→ TASK: Every line with the string "picks" in it belongs in your answer, so copy them all from the data.

※ ※ ※

PR #1728, opened 2026-09-10
Cherry picks PR 1465 to branch release/6.4.x

pmattos:
## Summary

Cherry picks PR #1465 (ie, rdar://176386125) to the `release/6.4.x` branch.

Without it, `SwiftCompilerSpec.generatePreviewInfo` matches the requested source file against the compile command's inputs by *exact* string. For standalone Swift packages whose sources live under a symlinked directory (eg, `/tmp` → `/private/tmp`), the new package PIF builder records the symlink-resolved spelling while the previews client asks to thunk the unresolved one. Nothing matches, `libSwiftDriver` returns no command line, and the client reports `noPreviewInfos`, so the preview never renders.

## Notes

The cherry pick did not apply cleanly though. Branch `release/6.4.x` carries the compilation caching prefix mapping work, so the thunk `vfsoverlay` is no longer emitted inside the output-file-map block; it moved down to the post-driver block, where it already keys the substitution on `selectedInputPath`. That hunk of the original commit is therefore already covered, and only the `selectedInputPath` computation and the output-file-map entry need to be applied.

## Tests 

Verified on `release/6.4.x`: `previewXOJITThunkInfoResolvesSymlinkedSourcePath` returns zero preview infos without the fix and exactly one with it. The full` PreviewsBuildOperationTests` suite passes, including `previewXOJITThunkInfoResolvesSymlinkedSourcePath` test from the original PR.

## Fixed Radar

- rdar://187133016

## Related Radars

- rdar://176386125
- rdar://179887248
- rdar://180730041


pmattos:
@swift-ci test

mhrawdon (approved):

※ ※ ※

→ ANSWER TO THIS EXERCISE:
Cherry picks PR 1465 to branch release/6.4.x
Cherry picks PR #1465 (ie, rdar://176386125) to the `release/6.4.x` branch.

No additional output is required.